Assignment: Locate the lines of the listing below that hold "separate", then copy each of them.
[[ Supplied information open ]]
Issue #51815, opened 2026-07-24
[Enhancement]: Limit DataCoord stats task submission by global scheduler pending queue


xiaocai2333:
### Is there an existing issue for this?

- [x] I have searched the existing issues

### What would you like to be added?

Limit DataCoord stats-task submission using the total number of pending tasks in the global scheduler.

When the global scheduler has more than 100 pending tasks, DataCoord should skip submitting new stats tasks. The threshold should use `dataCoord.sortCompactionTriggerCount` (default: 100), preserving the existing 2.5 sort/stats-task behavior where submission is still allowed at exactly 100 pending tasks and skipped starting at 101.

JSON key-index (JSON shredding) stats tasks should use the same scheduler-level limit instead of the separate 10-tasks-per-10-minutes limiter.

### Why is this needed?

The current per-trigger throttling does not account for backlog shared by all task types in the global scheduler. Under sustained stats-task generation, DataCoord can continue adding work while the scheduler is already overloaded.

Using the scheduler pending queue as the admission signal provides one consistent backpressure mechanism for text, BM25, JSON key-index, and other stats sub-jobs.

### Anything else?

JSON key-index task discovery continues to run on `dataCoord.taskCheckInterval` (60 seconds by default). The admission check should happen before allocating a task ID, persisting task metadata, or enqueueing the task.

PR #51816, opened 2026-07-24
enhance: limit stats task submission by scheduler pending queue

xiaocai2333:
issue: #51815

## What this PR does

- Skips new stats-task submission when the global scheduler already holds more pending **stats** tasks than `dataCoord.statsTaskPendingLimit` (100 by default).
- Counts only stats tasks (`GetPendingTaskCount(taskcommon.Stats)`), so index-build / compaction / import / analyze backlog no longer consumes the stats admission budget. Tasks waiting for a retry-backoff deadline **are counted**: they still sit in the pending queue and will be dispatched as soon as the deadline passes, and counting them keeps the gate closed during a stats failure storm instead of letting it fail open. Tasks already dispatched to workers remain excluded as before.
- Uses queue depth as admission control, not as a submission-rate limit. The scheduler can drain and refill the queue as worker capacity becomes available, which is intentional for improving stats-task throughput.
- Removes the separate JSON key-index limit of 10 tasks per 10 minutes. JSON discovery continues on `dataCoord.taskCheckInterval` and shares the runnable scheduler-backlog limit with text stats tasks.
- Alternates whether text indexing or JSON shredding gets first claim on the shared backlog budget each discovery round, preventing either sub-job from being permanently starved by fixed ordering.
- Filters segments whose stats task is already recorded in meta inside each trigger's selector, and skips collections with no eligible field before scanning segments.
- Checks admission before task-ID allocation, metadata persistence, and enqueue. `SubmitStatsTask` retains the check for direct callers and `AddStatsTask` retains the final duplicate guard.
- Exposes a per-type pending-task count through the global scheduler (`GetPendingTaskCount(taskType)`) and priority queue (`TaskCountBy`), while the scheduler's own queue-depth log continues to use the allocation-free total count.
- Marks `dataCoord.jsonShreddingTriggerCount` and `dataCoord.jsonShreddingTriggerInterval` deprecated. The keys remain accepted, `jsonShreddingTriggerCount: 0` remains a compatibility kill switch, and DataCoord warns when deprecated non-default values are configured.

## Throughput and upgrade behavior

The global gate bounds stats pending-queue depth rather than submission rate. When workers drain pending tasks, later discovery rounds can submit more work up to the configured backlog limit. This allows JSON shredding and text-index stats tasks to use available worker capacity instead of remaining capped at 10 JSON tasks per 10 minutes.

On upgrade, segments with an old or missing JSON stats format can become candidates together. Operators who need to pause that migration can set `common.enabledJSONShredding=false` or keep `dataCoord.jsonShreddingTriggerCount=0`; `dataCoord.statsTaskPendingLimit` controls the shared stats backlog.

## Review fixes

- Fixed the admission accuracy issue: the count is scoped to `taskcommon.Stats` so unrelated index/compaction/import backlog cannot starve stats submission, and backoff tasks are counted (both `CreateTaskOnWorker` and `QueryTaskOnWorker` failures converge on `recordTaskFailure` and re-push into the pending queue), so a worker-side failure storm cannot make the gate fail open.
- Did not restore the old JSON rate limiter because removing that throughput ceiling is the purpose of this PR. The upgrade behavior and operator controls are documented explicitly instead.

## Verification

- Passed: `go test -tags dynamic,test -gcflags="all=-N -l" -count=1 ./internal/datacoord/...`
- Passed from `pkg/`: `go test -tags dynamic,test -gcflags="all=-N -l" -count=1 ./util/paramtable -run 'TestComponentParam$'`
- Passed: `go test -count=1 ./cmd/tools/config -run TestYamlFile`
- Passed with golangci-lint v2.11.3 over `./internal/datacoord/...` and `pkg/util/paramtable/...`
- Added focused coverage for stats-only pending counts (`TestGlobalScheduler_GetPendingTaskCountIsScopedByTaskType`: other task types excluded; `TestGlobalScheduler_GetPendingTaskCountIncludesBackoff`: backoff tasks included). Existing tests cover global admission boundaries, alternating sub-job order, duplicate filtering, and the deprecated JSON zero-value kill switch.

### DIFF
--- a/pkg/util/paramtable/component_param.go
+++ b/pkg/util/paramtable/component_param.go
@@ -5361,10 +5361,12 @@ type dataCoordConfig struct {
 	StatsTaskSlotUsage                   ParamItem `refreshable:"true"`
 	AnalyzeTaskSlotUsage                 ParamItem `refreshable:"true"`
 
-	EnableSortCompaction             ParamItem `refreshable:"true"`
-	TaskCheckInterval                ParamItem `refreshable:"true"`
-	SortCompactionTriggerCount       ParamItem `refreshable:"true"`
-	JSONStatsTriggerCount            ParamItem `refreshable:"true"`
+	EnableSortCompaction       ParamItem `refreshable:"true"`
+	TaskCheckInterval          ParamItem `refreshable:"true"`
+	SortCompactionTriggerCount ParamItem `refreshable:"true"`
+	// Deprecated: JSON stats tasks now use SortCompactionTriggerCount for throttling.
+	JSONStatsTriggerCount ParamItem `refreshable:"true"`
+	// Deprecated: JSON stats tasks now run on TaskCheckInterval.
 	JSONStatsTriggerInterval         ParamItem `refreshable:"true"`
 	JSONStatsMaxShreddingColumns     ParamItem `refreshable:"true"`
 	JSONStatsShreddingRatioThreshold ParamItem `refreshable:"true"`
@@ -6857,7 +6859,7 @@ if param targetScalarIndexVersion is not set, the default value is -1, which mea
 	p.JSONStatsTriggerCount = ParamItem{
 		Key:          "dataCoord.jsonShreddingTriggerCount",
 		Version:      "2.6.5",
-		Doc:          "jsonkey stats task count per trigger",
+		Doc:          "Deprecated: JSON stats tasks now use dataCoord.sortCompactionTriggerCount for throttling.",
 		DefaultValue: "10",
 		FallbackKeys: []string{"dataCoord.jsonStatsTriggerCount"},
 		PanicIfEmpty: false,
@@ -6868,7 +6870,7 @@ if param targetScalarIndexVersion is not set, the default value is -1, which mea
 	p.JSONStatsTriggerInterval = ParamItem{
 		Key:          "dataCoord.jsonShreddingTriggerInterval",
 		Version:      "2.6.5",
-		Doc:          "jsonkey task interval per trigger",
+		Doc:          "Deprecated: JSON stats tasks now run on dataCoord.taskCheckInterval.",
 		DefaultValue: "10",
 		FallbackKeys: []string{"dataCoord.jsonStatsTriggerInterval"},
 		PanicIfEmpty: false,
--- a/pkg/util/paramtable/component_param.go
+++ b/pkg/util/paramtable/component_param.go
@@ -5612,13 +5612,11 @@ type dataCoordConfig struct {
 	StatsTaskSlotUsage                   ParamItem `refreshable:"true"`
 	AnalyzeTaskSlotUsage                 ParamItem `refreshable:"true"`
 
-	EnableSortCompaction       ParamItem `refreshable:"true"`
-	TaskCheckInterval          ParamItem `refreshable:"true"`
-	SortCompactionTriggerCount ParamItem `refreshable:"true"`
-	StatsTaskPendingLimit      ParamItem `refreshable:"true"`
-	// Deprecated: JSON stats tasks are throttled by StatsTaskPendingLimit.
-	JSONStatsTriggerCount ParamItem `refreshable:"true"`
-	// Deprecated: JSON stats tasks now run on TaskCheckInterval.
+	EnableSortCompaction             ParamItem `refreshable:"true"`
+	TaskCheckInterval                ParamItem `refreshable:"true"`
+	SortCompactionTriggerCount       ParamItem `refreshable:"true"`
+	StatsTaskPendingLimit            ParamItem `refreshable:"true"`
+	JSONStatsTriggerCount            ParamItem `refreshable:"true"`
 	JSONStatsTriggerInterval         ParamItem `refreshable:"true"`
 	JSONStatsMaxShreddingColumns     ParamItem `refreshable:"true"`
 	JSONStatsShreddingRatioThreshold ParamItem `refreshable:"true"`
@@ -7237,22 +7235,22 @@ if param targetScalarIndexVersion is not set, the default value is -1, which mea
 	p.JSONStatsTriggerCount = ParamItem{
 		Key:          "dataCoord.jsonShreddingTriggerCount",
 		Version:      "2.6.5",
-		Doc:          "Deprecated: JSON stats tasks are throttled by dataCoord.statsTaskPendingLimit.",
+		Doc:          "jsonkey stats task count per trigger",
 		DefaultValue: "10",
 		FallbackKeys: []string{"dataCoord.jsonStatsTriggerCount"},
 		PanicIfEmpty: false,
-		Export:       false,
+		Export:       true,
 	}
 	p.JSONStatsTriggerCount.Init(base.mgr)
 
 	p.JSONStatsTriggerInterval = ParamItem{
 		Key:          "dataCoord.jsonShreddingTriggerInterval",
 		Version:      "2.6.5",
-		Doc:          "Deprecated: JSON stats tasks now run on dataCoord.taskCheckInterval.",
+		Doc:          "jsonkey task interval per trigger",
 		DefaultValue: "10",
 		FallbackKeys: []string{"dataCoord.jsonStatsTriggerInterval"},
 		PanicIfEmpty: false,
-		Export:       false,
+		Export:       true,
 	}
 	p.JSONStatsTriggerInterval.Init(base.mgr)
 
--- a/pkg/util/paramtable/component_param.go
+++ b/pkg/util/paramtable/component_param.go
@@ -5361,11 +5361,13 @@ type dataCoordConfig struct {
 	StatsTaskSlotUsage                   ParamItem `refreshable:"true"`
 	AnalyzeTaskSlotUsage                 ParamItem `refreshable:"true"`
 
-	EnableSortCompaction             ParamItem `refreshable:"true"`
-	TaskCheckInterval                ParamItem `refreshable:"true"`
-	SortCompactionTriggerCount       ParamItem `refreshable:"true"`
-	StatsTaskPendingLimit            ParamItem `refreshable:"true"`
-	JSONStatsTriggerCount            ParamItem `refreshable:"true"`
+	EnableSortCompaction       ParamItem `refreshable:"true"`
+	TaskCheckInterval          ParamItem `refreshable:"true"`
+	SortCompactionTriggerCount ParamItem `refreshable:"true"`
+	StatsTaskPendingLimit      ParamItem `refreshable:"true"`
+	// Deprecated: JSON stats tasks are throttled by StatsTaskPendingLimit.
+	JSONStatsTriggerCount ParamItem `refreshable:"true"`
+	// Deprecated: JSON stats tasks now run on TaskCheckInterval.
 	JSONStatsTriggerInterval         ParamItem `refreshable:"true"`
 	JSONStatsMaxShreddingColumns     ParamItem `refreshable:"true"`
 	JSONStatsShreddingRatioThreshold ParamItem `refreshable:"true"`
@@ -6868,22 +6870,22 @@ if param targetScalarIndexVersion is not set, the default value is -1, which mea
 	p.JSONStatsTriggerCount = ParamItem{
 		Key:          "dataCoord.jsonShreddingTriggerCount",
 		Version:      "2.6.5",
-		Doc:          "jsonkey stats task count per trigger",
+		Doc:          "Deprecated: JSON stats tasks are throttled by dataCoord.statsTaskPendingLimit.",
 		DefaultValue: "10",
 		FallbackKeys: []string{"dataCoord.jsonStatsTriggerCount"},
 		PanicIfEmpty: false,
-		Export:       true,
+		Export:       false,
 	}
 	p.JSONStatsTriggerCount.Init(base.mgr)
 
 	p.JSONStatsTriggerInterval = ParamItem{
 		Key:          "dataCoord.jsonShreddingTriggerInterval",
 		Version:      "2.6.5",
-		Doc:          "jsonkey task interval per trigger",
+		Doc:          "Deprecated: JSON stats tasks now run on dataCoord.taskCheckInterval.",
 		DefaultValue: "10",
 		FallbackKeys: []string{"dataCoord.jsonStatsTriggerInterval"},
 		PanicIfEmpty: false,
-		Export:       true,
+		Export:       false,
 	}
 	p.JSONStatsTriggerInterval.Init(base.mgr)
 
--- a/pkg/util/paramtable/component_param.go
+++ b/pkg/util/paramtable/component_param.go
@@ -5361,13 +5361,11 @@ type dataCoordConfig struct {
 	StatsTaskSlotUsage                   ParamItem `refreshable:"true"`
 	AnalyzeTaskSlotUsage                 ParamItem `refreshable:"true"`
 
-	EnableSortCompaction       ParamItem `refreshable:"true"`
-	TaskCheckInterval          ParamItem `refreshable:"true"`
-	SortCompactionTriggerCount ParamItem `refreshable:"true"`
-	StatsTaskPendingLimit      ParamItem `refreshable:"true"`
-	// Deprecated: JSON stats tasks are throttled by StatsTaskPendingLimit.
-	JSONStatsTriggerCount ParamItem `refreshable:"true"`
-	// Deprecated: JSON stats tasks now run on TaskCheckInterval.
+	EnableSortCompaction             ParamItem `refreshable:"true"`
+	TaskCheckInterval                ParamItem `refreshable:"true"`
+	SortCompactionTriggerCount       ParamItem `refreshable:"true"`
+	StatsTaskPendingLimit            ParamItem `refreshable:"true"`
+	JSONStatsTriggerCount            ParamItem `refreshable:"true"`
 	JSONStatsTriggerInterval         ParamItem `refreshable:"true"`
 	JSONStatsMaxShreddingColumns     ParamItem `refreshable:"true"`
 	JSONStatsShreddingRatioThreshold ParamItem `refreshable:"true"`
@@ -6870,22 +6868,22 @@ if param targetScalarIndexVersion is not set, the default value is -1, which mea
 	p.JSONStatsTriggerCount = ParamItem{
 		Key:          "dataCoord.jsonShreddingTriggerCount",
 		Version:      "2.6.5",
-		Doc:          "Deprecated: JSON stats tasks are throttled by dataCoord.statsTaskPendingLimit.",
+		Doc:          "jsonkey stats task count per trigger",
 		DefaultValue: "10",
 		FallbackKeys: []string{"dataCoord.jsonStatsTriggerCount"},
[[ Supplied information closed ]]
Response for this exercise:
JSON key-index (JSON shredding) stats tasks should use the same scheduler-level limit instead of the separate 10-tasks-per-10-minutes limiter.
- Removes the separate JSON key-index limit of 10 tasks per 10 minutes. JSON discovery continues on `dataCoord.taskCheckInterval` and shares the runnable scheduler-backlog limit with text stats tasks.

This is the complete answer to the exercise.